In Europe, too, there is a lively debate within the ECB about the size of the next rate hike. Last Thursday, inflation came out at 10.6% for the month of October compared to 9.9% the previous month. With an increase of 200 basis points since July, the Frankfurt-based ECB has carried out the fastest rise in its history to the current 1.5%. Philip Lane, the ECB’s chief economist, said the central bank was likely to extend its rate hike cycle next year. ‘I don't think December is going to be the last rate hike’, he declared in an interview. ‘But one platform for considering a very large hike, such as 75 basis points [as in September and October], is no longer there’ he added. The ECB has to take into account that the eurozone is expected to go into recession this winter as the latest figures suggest. ‘We currently do think that any recession will be mild and short-lived’, said Mr Lane.


In contrast to the above-mentioned central banks, New Zealand’s central bank did not hesitate and proceeded with a record increase by raising its key rate by 0.75%. The Monetary Policy Committee is convinced that further tightening will be necessary in its fight against inflation, even though it is forecasting a recession for next year. It has therefore raised its official rate from 3.50% to 4.25% and expects it to reach 5.5% in September 2023. This sharp increase follows the announcement that inflation in the third quarter was 7.2% annualised.

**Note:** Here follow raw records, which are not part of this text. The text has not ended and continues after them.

PR #513, opened 2024-11-20
Feature/Observation with non concession activity

tsubik:
Ability to note that producer is doing activities in FMU that it has no official concession (non_concession_activity). In this case, it would be possible to select non operator FMUs in the forms.

This feature is only available for DR Congo observations. 

We will not show FMU name in the portal for those observations. 

PT: https://www.pivotaltracker.com/story/show/187336758


santostiago (approved):
It looks fine.
They won't need documents, right?

tsubik:
Not sure what you mean @santostiago, which documents? This is only to be able to select FMU not belonging to the producer.

PR #525, opened 2025-02-28
Improve FMUs show page

tsubik:
PT: https://www.pivotaltracker.com/story/show/188819294

- two column layout
- view geojson in modal dialog
- view geojson properties in modal dialog
- [fix] show shapefiles sidebar only on the index page

new_fmu_show_page


santostiago (commented):
The code is good. Let me just test it.

santostiago (approved):
It looks fine.
But I see the `x` closing button on the left side and it doesn't work.
Am I missing some JS library?

santostiago:
Screenshot 2025-03-30 at 19 30 29

tsubik:
Hmm, that looks weird on your end, like stylesheets are not refreshed somehow. Did you try to run `rails assets:clobber` or `tmp:clear`?

tsubik:
I pushed this to staging and also looks good to me.

PR #592, opened 2026-04-16
Chore/paper trail migration to jsonb columns

tsubik:
Paper trail migration to JSONB columns for better performance and less problems in the future.


db/schema.rb
```diff
@@ -1132,10 +1132,12 @@
     t.bigint "item_id", null: false
     t.string "event", null: false
     t.string "whodunnit"
-    t.text "object"
+    t.text "old_object"
```
santostiago, line 1136: This was a text field? 🤯

lib/tasks/data_migrations.rake
```diff
@@ -50,4 +50,37 @@ namespace :data_migrations do
     end
     puts "Wrote tmp/data_migrations_report_mission_type_report.csv"
   end
+
+  desc "Move PaperTrail versions from YAML to JSON columns."
```
santostiago, line 54: Oh.. it was YAML. Then text field made sense.

lib/tasks/data_migrations.rake
```diff
@@ -50,4 +50,37 @@ namespace :data_migrations do
...
+    errors = 0
+    puts "Migrating #{total} PaperTrail versions to JSON (batch_size=#{batch_size})..."
+
+    scope.find_in_batches(batch_size: batch_size) do |batch|
+      ActiveRecord::Base.transaction do
+        batch.each do |version|
+          attrs = {}
+          attrs[:object] = PaperTrail::Serializers::YAML.load(version.old_object) if version.old_object.present?
+          attrs[:object_changes] = PaperTrail::Serializers::YAML.load(version.old_object_changes) if version.old_object_changes.present?
+          version.update_columns(attrs) if for_real
```
santostiago, line 72: Mmmm.. ok... but this just keeps the old data in a new field.
Shouldn't we also migrate the old data into JSON and start using that field everywhere?

santostiago (approved):

lib/tasks/data_migrations.rake
tsubik: YAML loading will load to hash, and that will be saved in new object and object_changes fields as JSON.

tsubik: Then in the next PR, I will remove old fields.

Issue #162, opened 2021-08-04
Simple ping RTT graph to record latency history


mahenkpatel:
This will help in getting historical data of latency to a server. 

Can we get a simple graph of ping latency/RTT for every ping try to the server. If not graph, just a table with historical ping latency will also help in checking health of network over time.

Right now the status is in binary, either up or down but there may be instances where because of network issue the ping latency will be very high but the monitor will still show that the server is up bit it may deteriorate service quality.

Having historical ping latency data in this case will help the admin.

proffalken:
The latest versions have a [Prometheus Endpoint](https://github.com/louislam/uptime-kuma/wiki/Prometheus-Integration) that you can use to pull this data into an existing monitoring platform, and I recently [published a Grafana dashboard](https://grafana.com/grafana/dashboards/14847) that pulls that data from Prometheus into Grafana including showing the latency trends:

![2021-08-09_15-56](https://user-images.githubusercontent.com/262545/128824759-452826b6-c172-482f-ac8a-951b034ab841.png)

Using a tool such as prometheus or similar is a much better way to access historical data than building that kind of storage in to Uptime Kuma IMHO as it means that if you get to hundreds of monitors all running at the same time you don't have to worry about concurrency issues on the backend storage.

SpcCw:
@proffalken - this is certainly interesting! However myself I would prefer something simpler which doesn't require whole stack of other software - just a simple graph per monitor (not necessarily going very far back or having high resolution). Actually I want it to run on very small independent node and be publicly accessible (hopefully public dashboard comes soon) so people could view uptime and response times of my services and see if there is some problem with them or just their connection.

E.g. something like Statping offered.

louislam:
Will add graph, but need to find a good grpah library to do that.

chakflying:
Was just working on this, maybe I'll do a PR later today?

chakflying:
@louislam suggest close as resolved.

PR #207, opened 2021-08-11
Feat: Add Ping graph in monitor (#162)

chakflying:
Ping graph implemented using `chart.js`.

|Light|Dark|
--- | --- 
|Screenshot 2021-08-11 at 23-11-56 Uptime Kuma|Screenshot 2021-08-11 at 23-12-21 Uptime Kuma|

Currently I use the most straight-forward approach of using the data in `heartbeatList`. But since we used `append()` in the websocket code, the time window of the chart would grow longer if the user keep the window open. Is it possible to only keep the last 100 pings in the list, since the data isn't useful anyway?

The down-ed section is shown using the bar chart feature. I tried to use line chart here, but I think it doesn't look right if the down status only occurred in 1 beat. I think the current design look okay except the gaps between each bar, which I can't get rid of for some reason.

Screenshot 2021-08-11 at 23-31-49 Uptime Kuma
Line chart version

Tooltips are enabled on hover, I hid the points on the line and it only shows on hover.

Currently the graph is shown on default, and I have also added the link to toggle the chart.

*TODO:*
- [x] use selective import of chart.js to reduce bundle size

Edit: Since bundle size is big even after using selective import, I have switched to use async component for the Chart.


Saibamen:
> Is it possible to only keep the last 100 pings in the list, since the data isn't useful anyway?

Can you use last 100 pings for your ping graph for now?

chakflying:
@Saibamen I have added a 6 Hour filter for now. But don't want to expose this setting to the UI, as we don't have a way to fetch more data yet.

chakflying:
resolve #162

Gold benefited from the fall in the dollar to re-establish itself above the $1,700 per ounce mark. The precious metal has so far failed to break through the technical resistance of $1,785 and is consolidating the advance it started at the beginning of the month at $1,617.


Tonight, the minutes of the last FOMC meeting will be published, which should shed light on the Fed’s vision for the future evolution of interest rates. After that, the weekend should be fairly quiet with the Thanksgiving holiday tomorrow in the US leading to a long weekend and reduced activity.